Defenders of New York’s “stop-and-frisk” policy rarely offered more than a token defense against the charge that the policy amounted to racial profiling. Instead, they argued that the policy was effective.
That strategy might have worked in the court of public opinion, but it didn’t work in Judge Shira Scheindlin’s court. Monday, following weeks of trial, Scheindlin ruled that the city of New York had violated the constitutional rights of New Yorkers with “an unwritten policy of targeting ‘the right people’ for stops.” Those “right people” chosen by the New York police department for extra scrutiny turned out to be black and Latinos who made up to 80% of those stopped. In 2011, the number of stops of young black men actually exceeded the number of young black men in the city. Crime has gone in New York over the last decade, but it’s also been dropping everwhere else.
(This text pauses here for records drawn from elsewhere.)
PR #124, opened 2016-03-21
 RHOSINFRA-52 Add 'openstack' provisioner

bregman-arie:
Added OpenStack provisioner.

It is used for creating and/or removing resources on OpenStack clouds.

Includes:

* provision networks
    - Allows to specify if network is shared
    - Allows to specify timeout for network
* provisiom subnets
    - Allows to specify cidr, dns servers, allocation pool
      and whether DHCP should be enabled
* provision routers
    - Allows to attach network interfaces
    - Allows to specify default gateway
* provision instances
    - Allows to specify config_drive, nics, image and flavor
* provision flavors
    - Allows to specify ram, disk and vcpus
* provision floating IPs
    - Allows to reuse existing floating IPs
    - Allows to specify fixed IP address

The style is based on:
* 4 spaces
* module variables are sorted alphabetically
* blank line after each task

### DIFF
--- a/playbooks/provisioner/openstack/cleanup.yaml
+++ b/playbooks/provisioner/openstack/cleanup.yaml
@@ -1,0 +1,6 @@
+---
+- name: Cleanup OpenStack resources
+  hosts: localhost
+  roles:
+      - { role: openstack/nova, action: cleanup }
+      - { role: openstack/neutron, action: cleanup }
--- a/playbooks/provisioner/openstack/main.yaml
+++ b/playbooks/provisioner/openstack/main.yaml
@@ -1,0 +1,6 @@
+---
+- name: Provision OpenStack resources
+  hosts: localhost
+  roles:
+      - { role: openstack/neutron, action: setup }
+      - { role: openstack/nova, action: setup }
--- a/plugins/filters/add_prefix.py
+++ b/plugins/filters/add_prefix.py
@@ -1,0 +1,19 @@
+from ansible import utils
+
+
+def add_prefix(value, prefix=''):
+    """Add string prefix to item.
+
+    {{ ['hanukkah', 'easter', 'pessah'] | map('add_prefix', 'happy ' }}
+    -> ['happy hanukkah', 'happy easter', 'happy pessah']
+    """
+
+    return ''.join((prefix, value))
+
+
+class FilterModule(object):
+
+    def filters(self):
+        return {
+            'add_prefix': add_prefix,
+        }
--- a/requirements.txt
+++ b/requirements.txt
@@ -2,6 +2,7 @@ ansible>=2.0.0
 clg>=2.0.0
 configure>=0.5
 colorlog>=2.6.1
+python-novaclient<3
 PyYAML>=3.11
 shade>=1.7.0
 yamlordereddictloader>=0.1.1
--- a/requirements.txt
+++ b/requirements.txt
@@ -1,8 +1,7 @@
 ansible>=2.0.0
-python-novaclient<3.0.0
-python-neutronclient>=4.0.0
-PyYAML>=3.11
+clg>=2.0.0
 configure>=0.5
 colorlog>=2.6.1
-clg>=2.0.0
+PyYAML>=3.11
+shade>=1.7.0
 yamlordereddictloader>=0.1.1
--- a/roles/openstack/neutron/defaults/main.yml
+++ b/roles/openstack/neutron/defaults/main.yml
@@ -16,3 +16,7 @@ dns_servers:
 # Router defaults
 
 router_name: router1
+
+# Security group defaults
+
+security_group_name: default
--- a/roles/openstack/neutron/defaults/main.yml
+++ b/roles/openstack/neutron/defaults/main.yml
@@ -1,0 +1,18 @@
+# General defaults
+
+prefix: "{{ provisioner.prefix | default(random.uuid) }}"
+
+# Network defaults
+
+timeout_network: 180
+
+# Subnet defaults
+
+enable_dhcp: True
+dns_servers:
+    - 208.67.222.222
+    - 8.8.8.8
+
+# Router defaults
+
+router_name: router1
--- a/roles/openstack/neutron/tasks/cleanup.yml
+++ b/roles/openstack/neutron/tasks/cleanup.yml
@@ -1,0 +1,29 @@
+---
+# This file is used to cleanup OpenStack neutron resources
+
+- name: Cleanup routers
+  os_router:
+      cloud: "{{ provisioner.cloud | default(omit) }}"
+      name: "{{ prefix }}{{ item.value.name | default(router_name) }}"
+      state: absent
+  with_dict: "{{ provisioner.neutron.routers }}"
+  when: provisioner.neutron.routers is defined
+  ignore_errors: yes
+
+- name: Cleanup subnets
+  os_subnet:
+      cloud: "{{ provisioner.cloud | default(omit) }}"
+      name: "{{ prefix }}{{ item.value.name }}"
+      state: absent
+  with_dict: "{{ provisioner.neutron.subnets }}"
+  when: provisioner.neutron.subnets is defined
+  ignore_errors: yes
+
+- name: Cleanup networks
+  os_network:
+      cloud: "{{ provisioner.cloud | default(omit) }}"
+      name: "{{ prefix }}{{ item.value.name }}"
+      state: absent
+  with_dict: "{{ provisioner.neutron.networks }}"
+  when: provisioner.neutron.networks is defined
+  ignore_errors: yes
--- a/roles/openstack/neutron/tasks/cleanup.yml
+++ b/roles/openstack/neutron/tasks/cleanup.yml
@@ -8,6 +8,7 @@
       state: absent
   with_dict: "{{ provisioner.neutron.routers }}"
   when: provisioner.neutron.routers is defined
+  register: routers
   ignore_errors: yes
 
 - name: Cleanup subnets
@@ -17,6 +18,7 @@
       state: absent
   with_dict: "{{ provisioner.neutron.subnets }}"
   when: provisioner.neutron.subnets is defined
+  register: subnets
   ignore_errors: yes
 
 - name: Cleanup networks
@@ -26,4 +28,19 @@
       state: absent
   with_dict: "{{ provisioner.neutron.networks }}"
   when: provisioner.neutron.networks is defined
+  register: networks
   ignore_errors: yes
+
+#TODO(abregman): Enable 'security groups' task when ansible 2.1 is out
+#- name: Cleanup security groups
+#  os_security_group:
+#      cloud: "{{ provisioner.cloud | default(omit) }}" 
+#      name: "{{ prefix }}{{ item.value.name | default(security_group_name) }}" 
+#      state: absent
+#  register: security_groups
+#  with_dict: "{{ provisioner.neutron.security_groups }}" 
+#  when: provisioner.neutron.security_groups is defined
+
+- name: Fail run if one of neutron cleanups tasks failed/skipped
+  fail: msg="The run failed because one of neutron cleanup tasks failed/skipped"
+  when: (routers|skipped or subnets|skipped or networks|skipped)
--- a/roles/openstack/neutron/tasks/main.yml
+++ b/roles/openstack/neutron/tasks/main.yml
@@ -1,0 +1,1 @@
+- include: "{{ action }}.yml"
--- a/roles/openstack/neutron/tasks/setup.yml
+++ b/roles/openstack/neutron/tasks/setup.yml
@@ -52,3 +52,26 @@
   register: routers
   with_dict: "{{ provisioner.neutron.routers }}"
   when: provisioner.neutron.routers is defined
+
+#TODO(abregman): Enable 'security groups' tasks when ansible 2.1 is out
+#- name: Create security groups
+#  os_security_group:
+#      cloud: "{{ provisioner.cloud | default(omit) }}"
+#      name: "{{ prefix }}{{ item.value.name | default(security_group_name) }}"
+#      state: present
+#  register: security_groups
+#  with_dict: "{{ provisioner.neutron.security_groups }}"
+#  when: provisioner.neutron.security_groups is defined
+
+#- name: Create security group rules
+#  os_security_group_rule:
+#      cloud: "{{ provisioner.cloud | default(omit) }}"
+#      security_group: "{{ prefix }}{{ item.value.name | default(security_group_name) }}"
+#      protocol: "{{ item.value.protocol | default(omit) }}"
+#      port_range_min: "{{ item.value.port_range_min | default(omit) }}"
+#      port_range_max: "{{ item.value.port_range_max | default(omit) }}"
+#      remote_ip_prefix: "{{ item.value.remote_ip_prefix | default(omit) }}"
+#      state: present
+#  register: security_group_rules
+#  with_dict: "{{ provisioner.neutron.security_groups.rules }}"
+#  when: provisioner.neutron.security_groups is defined
--- a/roles/openstack/neutron/tasks/setup.yml
+++ b/roles/openstack/neutron/tasks/setup.yml
@@ -1,0 +1,54 @@
+---
+# This file is used to create OpenStack neutron resources
+
+- name: Create networks
+  os_network:
+      cloud: "{{ provisioner.cloud | default(omit) }}"
+      external: "{{ item.value.external | default(omit) }}"
+      name: "{{ prefix }}{{ item.value.name }}"
+      state: present
+      shared: "{{ item.value.shared | default(omit) }}"
+      timeout: "{{ item.value.timeout | default(timeout_network) }}"
+  register: networks
+  with_dict: "{{ provisioner.neutron.networks }}"
+  when: provisioner.neutron.networks is defined
+
+- name: Register externally accessible networks
+  os_networks_facts:
+      cloud: "{{ provisioner.cloud | default(omit) }}"
+      filters:
+          router:external: true
+  register: networks_details
+- debug: var=networks_details
+
+- name: Set external network id
+  set_fact:
+      external_network_id: "{{ item.value[0].id }}"
+  with_dict: "{{ networks_details.ansible_facts }}"
+
+- name: Create subnets
+  os_subnet:
+      allocation_pool_start: "{{ item.value.allocation_pool_start }}"
+      allocation_pool_end: "{{ item.value.allocation_pool_end }}"
+      cidr: "{{ item.value.cidr | default(omit) }}"
+      cloud: "{{ provisioner.cloud | default(omit) }}"
+      dns_nameservers: "{{ item.value.dns_servers | default(dns_servers) }}"
+      enable_dhcp: "{{ item.value.enable_dhcp | default(enable_dhcp) }}"
+      name: "{{ prefix }}{{ item.value.name }}"
+      network_name: "{{ prefix }}{{ item.value.network_name }}"
+      state: present
+  register: subnets
+  with_dict: "{{ provisioner.neutron.subnets }}"
+  when: provisioner.neutron.subnets is defined
+
+- name: Create routers
+  os_router:
+      cloud: "{{ provisioner.cloud | default(omit) }}"
+      external_fixed_ips: "{{ item.value.external_fixed_ips | default(omit) }}"
+      interfaces: "{{ item.value.attach_subnets | map('add_prefix', prefix) | join(',') }}"
+      name: "{{ prefix }}{{ item.value.name | default(router_name) }}"
+      network: "{{ external_network_id }}"
+      state: present
+  register: routers
+  with_dict: "{{ provisioner.neutron.routers }}"
+  when: provisioner.neutron.routers is defined
--- a/roles/openstack/nova/defaults/main.yml
+++ b/roles/openstack/nova/defaults/main.yml
@@ -1,0 +1,15 @@
+# General defaults
+
+prefix: "{{ provisioner.prefix | default(random.uuid) }}"
+
+# Instances defaults
+
+auto_ip: no
+config_drive: no
+instance_image: centos-minimal
+wait: yes
+
+# Flavor defaults
+
+flavor_id: 4
+flavor_name: ir-flavor
--- a/roles/openstack/nova/tasks/cleanup.yml
+++ b/roles/openstack/nova/tasks/cleanup.yml
@@ -1,0 +1,45 @@
+---
+# This file is used to cleanup OpenStack nova resources
+
+- name: Register nova servers details
+  os_server_facts:
+      cloud: "{{ provisioner.cloud | default(omit) }}"
+      server: "{{ prefix }}*"
+  register: servers_details
+- debug: var=servers_details
+
+- name: Set floating IP address
+  set_fact:
+      floating_ip_address: "{{ item.value[0].interface_ip }}"
+  with_dict: servers_details.ansible_facts
+  ignore_errors: yes
+
+- name: Release floating IPs
+  os_floating_ip:
+      cloud: "{{ provisioner.cloud | default(omit) }}"
+      server: "{{ prefix }}{{ item.value.name }}"
+      floating_ip_address: "{{ floating_ip_address }}"
+      state: absent
+  with_dict: "{{ provisioner.nodes }}"
+  when: provisioner.nodes is defined
+  ignore_errors: yes
+
+- name: Cleanup instances
+  os_server:
+      cloud: "{{ provisioner.cloud | default(omit) }}"
+      image: "{{ item.value.image | default(instance_image) }}"
+      name: "{{ prefix }}{{ item.value.name }}"
+      state: absent
+  with_dict: "{{ provisioner.nodes }}"
+  when: provisioner.nodes is defined
+  ignore_errors: yes
+
+###todo(abregman): Enable 'Cleanup flavors' when ansible 2.1 is out
+#- name: Cleanup flavors
+#  os_nova_flavor:
+#      cloud: "{{ provisioner.cloud | default(omit) }}"
+#      name: "{{ prefix }}{{ item.value.nane | default(flavor_name) }}"
+#      state: absent
+#  with_dict: "{{ provisioner.flavors }}"
+#  when: provisioner.flavors is defined
+#  ignore_errors: yes
--- a/roles/openstack/nova/tasks/cleanup.yml
+++ b/roles/openstack/nova/tasks/cleanup.yml
@@ -1,40 +1,17 @@
 ---
 # This file is used to cleanup OpenStack nova resources
 
-- name: Register nova servers details
-  os_server_facts:
-      cloud: "{{ provisioner.cloud | default(omit) }}"
-      server: "{{ prefix }}*"
-  register: servers_details
-- debug: var=servers_details
+- include: "cleanup_nodes.yml"
+  with_dict: provisioner.nodes
 
-- name: Set floating IP address
-  set_fact:
-      floating_ip_address: "{{ item.value[0].interface_ip }}"
-  with_dict: servers_details.ansible_facts
-  ignore_errors: yes
-
-- name: Release floating IPs
-  os_floating_ip:
-      cloud: "{{ provisioner.cloud | default(omit) }}"
-      server: "{{ prefix }}{{ item.value.name }}"
-      floating_ip_address: "{{ floating_ip_address }}"
+- name: Remove keypair
+  os_keypair:
+      cloud: "{{ provisioner.cloud | default(omit) }}" 
+      name: "{{ prefix }}{{ provisioner.key.file | basename }}" 
       state: absent
-  with_dict: "{{ provisioner.nodes }}"
-  when: provisioner.nodes is defined
   ignore_errors: yes
 
-- name: Cleanup instances
-  os_server:
-      cloud: "{{ provisioner.cloud | default(omit) }}"
-      image: "{{ item.value.image | default(instance_image) }}"
-      name: "{{ prefix }}{{ item.value.name }}"
-      state: absent
-  with_dict: "{{ provisioner.nodes }}"
-  when: provisioner.nodes is defined
-  ignore_errors: yes
-
-###todo(abregman): Enable 'Cleanup flavors' when ansible 2.1 is out
+#TODO(abregman): Enable 'Cleanup flavors' when ansible 2.1 is out
 #- name: Cleanup flavors
 #  os_nova_flavor:
 #      cloud: "{{ provisioner.cloud | default(omit) }}"
--- a/roles/openstack/nova/tasks/cleanup_nodes.yml
+++ b/roles/openstack/nova/tasks/cleanup_nodes.yml
@@ -1,0 +1,22 @@
+---
+# This file includes tasks for instances and floating IPs cleanup.
+
+# Node type can be: controller, compute, ceph, etc.
+- name: Set fact for node type
+  set_fact:
+      node_type: "{{ item }}"
+
+# These tasks done for each type of node according to 'amount' variable
+- name: Cleanup instances
+  os_server:
+      cloud: "{{ provisioner.cloud | default(omit) }}"
+      name: "{{ prefix }}{{ node_type.value.name }}-{{ item }}"
+      state: absent
+  with_sequence: "count={{ node_type.value.amount }}"
+  when: provisioner.nodes is defined
+  register: instances
+  ignore_errors: yes
+
+- name: Fail run if one of nova cleanups tasks failed/skipped
+  fail: msg="The run failed because one of nova cleanup tasks failed/skipped"
+  when: instances|skipped
--- a/roles/openstack/nova/tasks/setup.yml
+++ b/roles/openstack/nova/tasks/setup.yml
@@ -1,0 +1,43 @@
+---
+# This file is used to create OpenStack nova resources
+
+#TODO(abregman): Enable 'create_flavors' when ansible 2.1 is out
+#- name: Create flavors
+#  os_nova_flavor:
+#      cloud: "{{ provisioner.cloud | default(omit) }}"
+#      name: "{{ prefix }}{{ item.value.nane | default(flavor_name) }}"
+#      ram: "{{ item.value.ram | default(omit) }}"
+#      disk: "{{ item.value.disk | default(omit) }}"
+#      vcpus: "{{ item.value.vcpus | default(omit) }}"
+#      state: present
+#  register: flavors
+#  with_dict: "{{ provisioner.flavors }}"
+#  when: provisioner.flavors is defined  
+
+- name: Create instances
+  os_server:
+      cloud: "{{ provisioner.cloud | default(omit) }}"
+      auto_ip: "{{ item.value.auto_ip | default(auto_ip) }}"
+      config_drive: "{{ item.value.config_drive | default(config_drive) }}"
+      flavor: "{{ item.value.flavor | default(flavor_id) }}"
+      image: "{{ provisioner.image }}"
+      name: "{{ prefix }}{{ item.value.name }}"
+      nics: "{{ networks.results | map(attribute='id') | list() |map('add_prefix', 'net-id=') | list() }}"
+      key: "{{ item.value.key | default(omit) }}"
+      key_name: "{{ item.value.key_name | default(omit) }}"
+      state: present
+      wait: "{{ item.value.wait | default(wait) }}"
+  register: nodes
+  with_dict: "{{ provisioner.nodes }}"
+  when: provisioner.nodes is defined
+
+- name: Create floating IPs
+  os_floating_ip:
+      cloud: "{{ provisioner.cloud | default(omit) }}"
+      network: "{{ external_network_id }}"
+      internal_network: "{{ prefix}}{{ item.value.network.floating_ip_network }}"
+      server: "{{ prefix }}{{ item.value.name }}"
+      state: present
+  register: floating_ips
+  with_dict: "{{ provisioner.nodes }}"
+  when: provisioner.nodes is defined
--- a/roles/openstack/nova/tasks/setup.yml
+++ b/roles/openstack/nova/tasks/setup.yml
@@ -14,30 +14,19 @@
 #  with_dict: "{{ provisioner.flavors }}"
 #  when: provisioner.flavors is defined  
 
-- name: Create instances
-  os_server:
-      cloud: "{{ provisioner.cloud | default(omit) }}"
-      auto_ip: "{{ item.value.auto_ip | default(auto_ip) }}"
-      config_drive: "{{ item.value.config_drive | default(config_drive) }}"
-      flavor: "{{ item.value.flavor | default(flavor_id) }}"
-      image: "{{ provisioner.image }}"
-      name: "{{ prefix }}{{ item.value.name }}"
-      nics: "{{ networks.results | map(attribute='id') | list() |map('add_prefix', 'net-id=') | list() }}"
-      key: "{{ item.value.key | default(omit) }}"
-      key_name: "{{ item.value.key_name | default(omit) }}"
-      state: present
-      wait: "{{ item.value.wait | default(wait) }}"
-  register: nodes
-  with_dict: "{{ provisioner.nodes }}"
-  when: provisioner.nodes is defined
+# This is needed for os_keypair as it uses public key
+- name: Retrieve public key from private key
+  shell: "ssh-keygen -y -f {{ provisioner.key.file }}"
+  register: public_key_content
 
-- name: Create floating IPs
-  os_floating_ip:
+- name: Add keypair
+  os_keypair:
       cloud: "{{ provisioner.cloud | default(omit) }}"
-      network: "{{ external_network_id }}"
-      internal_network: "{{ prefix}}{{ item.value.network.floating_ip_network }}"
-      server: "{{ prefix }}{{ item.value.name }}"
+      name: "{{ prefix }}{{ provisioner.key.file | basename }}"
+      public_key: "{{ public_key_content.stdout }}"
       state: present
-  register: floating_ips
+  when: not provisioner.key.name
+
+# This includes the tasks for instances and floating IPs creation
+- include: "setup_nodes.yml"
   with_dict: "{{ provisioner.nodes }}"
-  when: provisioner.nodes is defined
--- a/roles/openstack/nova/tasks/setup_nodes.yml
+++ b/roles/openstack/nova/tasks/setup_nodes.yml
@@ -1,0 +1,50 @@
+---
+# This file includes tasks for instances and floating IPs creation.
+
+# Node type can be: controller, compute, ceph, etc.
+- name: Set fact for node type
+  set_fact:
+      node_type: "{{ item }}"
+
+# These tasks done for each type of node according to 'amount' variable.
+- name: Create instances
+  os_server:
+      cloud: "{{ provisioner.cloud | default(omit) }}"
+      auto_ip: "{{ node_type.value.auto_ip | default(auto_ip) }}"
+      config_drive: "{{ node_type.value.config_drive | default(config_drive) }}"
+      flavor: "{{ node_type.value.flavor | default(flavor_id) }}"
+      image: "{{ provisioner.image }}"
+      name: "{{ prefix }}{{ node_type.value.name }}-{{ item }}"
+      nics: "{{ networks.results | map(attribute='id') | list() |map('add_prefix', 'net-id=') | list() }}"
+      key_name: "{{ provisioner.key.name if provisioner.key.name else (prefix + provisioner.key.file | basename) }}"
+      state: present
+      wait: "{{ node_type.value.wait | default(wait) }}"
+  register: nodes
+  with_sequence: "count={{ node_type.value.amount }}"
+  when: provisioner.nodes is defined
+
+- name: Create floating IPs
+  os_floating_ip:
+      cloud: "{{ provisioner.cloud | default(omit) }}"
+      network: "{{ external_network_id }}"
+      internal_network: "{{ prefix}}{{ node_type.value.network.floating_ip_network }}"
+      server: "{{ prefix }}{{ node_type.value.name }}-{{ item }}"
+      state: present
+  register: floating_ips
+  with_sequence: "count={{ node_type.value.amount }}"
+  when: provisioner.nodes is defined
+
+- name: Gather created servers facts
+  os_server_facts:
+      server: "{{ prefix }}{{ node_type.value.name }}*"
+      cloud: "{{ provisioner.cloud | default(omit) }}"
+  register: servers
+      
+- name: Add created servers to inventory
+  add_host:
+      name: "{{ prefix }}{{ node_type.value.name}}-{{item}}"
+      ansible_ssh_host: "{{ servers.ansible_facts.openstack_servers[0].public_v4 }}"
+      groups: "{{ provisioner.nodes[node_type.value.name].groups | join(',') }}"
+      ansible_ssh_private_key_file: "{{ provisioner.key.file }}"
+      ansible_ssh_user: 'cloud-user'
+  with_sequence: "count={{ node_type.value.amount }}"
--- a/settings/provisioner/openstack/neutron/default.yml
+++ b/settings/provisioner/openstack/neutron/default.yml
@@ -1,0 +1,37 @@
+---
+# This is the most common network topology for OpenStack Testing deployments
+
+networks:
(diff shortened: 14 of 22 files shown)


rhosqeauto:

bregman-arie:
Few points I thought/wondered about while writing this:

* Is there InfraRed style guide? If not, where should it be added?

* I structured the new openstack playbooks in a way I think is the easier for everyone to read + according to Ansible best practices. Please let me know what do you think.

* right now I have defaults per sub role. for example:
  roles/
      openstack/
          network/
              defaults/main.yml

Should we have something more micro/specific like the following?:
  roles/
      openstack/
          network/
              defaults/
                   network.yml
                   subnet.yml
                   router.yml


* roles/openstack/storage - at first I wrote such role but then I realised we probably don't have a use case for it. if you think differently, let me know.

playbooks/provisioner/openstack/main.yaml
```diff
@@ -0,0 +1,6 @@
+---
+- name: Provision OpenStack resources
+  hosts: localhost
+  roles:
+      - openstack/provision/network
```
mpryc: I would much more prefer to stick to OpenStack naming (neutron, nova, glance, cinder)...

playbooks/provisioner/openstack/cleanup.yaml
```diff
@@ -0,0 +1,6 @@
+---
+- name: Cleanup OpenStack resources
+  hosts: localhost
+  roles:
+      - openstack/cleanup/compute
```
mpryc: I would much more prefer to stick to OpenStack naming (neutron, nova, glance, cinder)...

bregman-arie: Sure. Sounds reasonable :+1:

playbooks/provisioner/openstack/main.yaml
bregman-arie: Sure. Sounds reasonable :+1:

roles/openstack/cleanup/compute/defaults/main.yml
```diff
@@ -0,0 +1,8 @@
+# Instances defaults
+
+instance_image: centos-minimal
```
mpryc: What is this role for and how it's being used in InfraRed?

roles/openstack/provision/compute/tasks/main.yml
```diff
@@ -0,0 +1,42 @@
+---
```
mpryc: I really like this file.

roles/openstack/cleanup/compute/defaults/main.yml
bregman-arie: Cleanup compute/nova resources

roles/openstack/provision/network/defaults/main.yml
```diff
@@ -0,0 +1,17 @@
...
+external_network: 180
+timeout_network: 180
+shared_network: False
+
+# Subnet defaults
+
+enable_dhcp: True
+dns_servers:
+    - 8.8.8.7
+    - 8.8.8.8
```
mpryc: why ggl dns, maybe first from other provider?

roles/openstack/provision/network/tasks/main.yml
```diff
@@ -0,0 +1,38 @@
...
+      timeout: {{ item.value.timeout | default(timeout_network) }}
+  register: networks
+  with_dict: {{ provisioner.networks }}
+  when: provisioner.networks is defined
+
+- name: Create subnets
+  os_subnet:
+      allocation_pool_start: {{ item.value.allocation_pool_start }}
+      allocation_pool_end: {{ item.value.allocation_pool_end }}
+      cidr: 192.168.0.0/24
```
mpryc: what about ipv6?

bregman-arie: lol. this is actually the wrong value. will change it. thanks.

roles/openstack/provision/network/defaults/main.yml
bregman-arie: hmm simply because it's the most used dns today...
by provider you mean what exactly? anther project/tenant? anther cloud? anther company? :)

mpryc:
RE: micro/specific / "right now I have defaults per sub role. for example"

I really don't see the difference for using one over another, just having one main file to include dir.

What benefits do you see in having such layout?

roles/openstack/provision/network/defaults/main.yml
mpryc: Like opendns: 208.67.222.222

roles/openstack/cleanup/compute/defaults/main.yml
mpryc: Well I asked more how it's ment to use centos-minimal and how it works ;)

bregman-arie: Oh sorry.
The file you specificly asked about is a file of default values.
For creating a server/instance you need a server name and image. Now what happens if user provided name but not an image? we can choose:
1. fail the run
2. use default image. using default image is risky but you might not have this default image in your cloud. I'm not aware of default common image that can be used here. we can still decide option 1 is better.

roles/openstack/provision/network/defaults/main.yml
bregman-arie: cool. I actually wasn't familiar of it. 
so what is exactly the advantage here? I mean why opendns > google dns

yfried-redhat:
@bregman-arie,
About style:
Your style is good.
We don't have guidelines yet. If you feel like drafting them, please add a section to README.
We want to add ansible-lint to the pep8 tests

yfried-redhat:
@bregman-arie I'm good with the general approach of roles, at this time. I'm afraid I'll have to see an actual provisioner including settings to give more details. I foresee some issues with resources if we don't use unique names.
I also wonder about the way to specify the network topology.

tkammer:
@bregman-arie I believe this is a good patch but I do have some general concerns that I would like to raise.
In regards to ansible roles, when creating a role one should ask himself "This machine is: <role>", so something like:
This machine is "nova" or This machine is "Neutron" is acceptable but doing something like "roles/openstack/provison/neutron" falls out of this.
Again, this is my understanding of "roles" while reading the docs as ansible is an orchestrator, so it assigns "roles" to nodes and acts accordingly.

I believe the correct approach should be defining a role such as: roles/openstack/neutron  and under it have the whole structure for that role, example:

Neutron
├── README.md
├── defaults
│   └── main.yml
├── files
├── handlers
│   └── main.yml
├── meta
│   └── main.yml
├── tasks
│   └── main.yml  <-- this file will reference setup.yml and cleanup.yml
│   └── setup.yml
│   └── cleanup.yml
├── templates
└── vars
    └── main.yml

This structure allow us to target a specific node as "Neutron" and deploy everything on it per our need rather than use:

roles:
  - {role: openstack/neutron/setup}
  - {role: openstack/neutron/run}
  - {role: openstack/neutron/cleanup}

Which IMHO doesn't make sense...

If we want to reuse or create the equivalent of "functions", that is either "tasks" or "handlers" rather than "roles".
My 2 cents..

bregman-arie:
@tkammer this is actually great. I actually wasn't sure about the whole cleanup/provision thing also...and I'm totally fine with the structure you proposed. +2. will change it.

settings/provisioner/openstack/openstack.spec
```diff
@@ -0,0 +1,49 @@
+---
+subparsers:
+    openstack:
+        help: Provision systems using Ansible OpenStack modules
+        groups:
+            - title: image
+              options:
+                  image-name:
+                      type: str
```
yfried-redhat: use "Value" argument instead of "str". see README

settings/provisioner/openstack/openstack.spec
```diff
@@ -0,0 +1,49 @@
...
+                      help: An image on OpenStack cloud to provision the instance with
+                      required: yes
+            - title: topology
+              options:
+                  network:
+                      type: str
```
yfried-redhat: use "YamlFile" arg type

settings/provisioner/openstack/openstack.spec
```diff
@@ -0,0 +1,49 @@
...
+                      help: Network
+                      default: default.yml
+                  topology:
+                      type: str
```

Scheindlin’s ruling doesn’t mean the city has to cease stop-and-frisk entirely. But it does have to bring the policy in line with the Constitution. That is, the police can no longer base stops on thinly veiled justifications for racial profiling. Scheindlin has appointed a monitor, Peter Zimroth, a former Manhattan District Attorney, to oversee changes to the department.
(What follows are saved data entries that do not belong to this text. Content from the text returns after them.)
PR #126, opened 2016-03-22
RHOSINFRA-80 Execute Ansible 2

yfried-redhat:
Converts execute to use 2.0

### DIFF
--- a/cli/execute.py
+++ b/cli/execute.py
@@ -41,7 +41,6 @@ def ansible_playbook(playbook, args, inventory="local_hosts"):
 
     LOG.info("Executing Playbook: %s" % playbook)
 
-    variable_manager = VariableManager()
     loader = DataLoader()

New York City Mayor Michael Bloomberg accused the judge of not giving the city a “fair trial,” and vowed to appeal the ruling. “Given the judge’s public comments and media interviews throughout the case, this decision was certainly not a surprise,” Bloomberg said in a press conference Monday. The mayor touted the program’s success as helping the NYPD become “the poster child” in driving crime down to record-lows. Police Commissioner Ray Kelly said he was disturbed and offended by the notion that the NYPD engages in racial profiling. “That simply is recklessly untrue,” Kelly said.
While the NYPD insisted it was just focusing on high-crime areas, blacks and Latinos were more likely to be stopped regardless of the racial makeup of the neighborhood or its crime rate. Between 2004 and June 2012, the NYPD conducted 4.4 million stops, and 2.3 million frisks, the judge’s ruling noted, and out of the 2.3 million, almost 99% of the frisks failed to yield a single weapon. The most frequently cited justifications for stops were that the individual was in a “high crime area” or had engaged in “furtive movements.” Yet police who testified in the trial included “hanging out in front of [a] building, sitting on the benches or something like that” when describing such movements.
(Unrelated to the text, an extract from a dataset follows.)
PR #127, opened 2016-03-23
RHOSINFRA-90 Init only chosen subparser's args

yfried-redhat:


obaranov:
Looks good for me.  no comments. Merging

As the day of Scheindlin’s ruling approached, defenders of stop-and-frisk ascribed ever more magical qualities to its effectiveness. In an op-ed for the Wall Street Journal, Kelly implied that the entire drop in New York’s murder rate over the past decade was due to stop-and-frisk, including 2012, a year in which stops actually decreased. Bloomberg similarly said that “5,600 men, women and children who are alive today who would not be” if not for stop and frisk. The mayor later implied that critics of the policy were racist, because they clearly didn’t care about stopping violence in minority communities. He included the Center for Constitutional Rights, the legal group that just prevailed in its stop-and-frisk lawsuit against the city filed on behalf of minority plaintiffs, in his criticism. Everyone wants to be safe from crime, they just don’t want to give up basic rights in the process.
An effort to instill fear
Defenders of stop-and-frisk often justified racial profiling in the same breath that they insisted it was not occurring.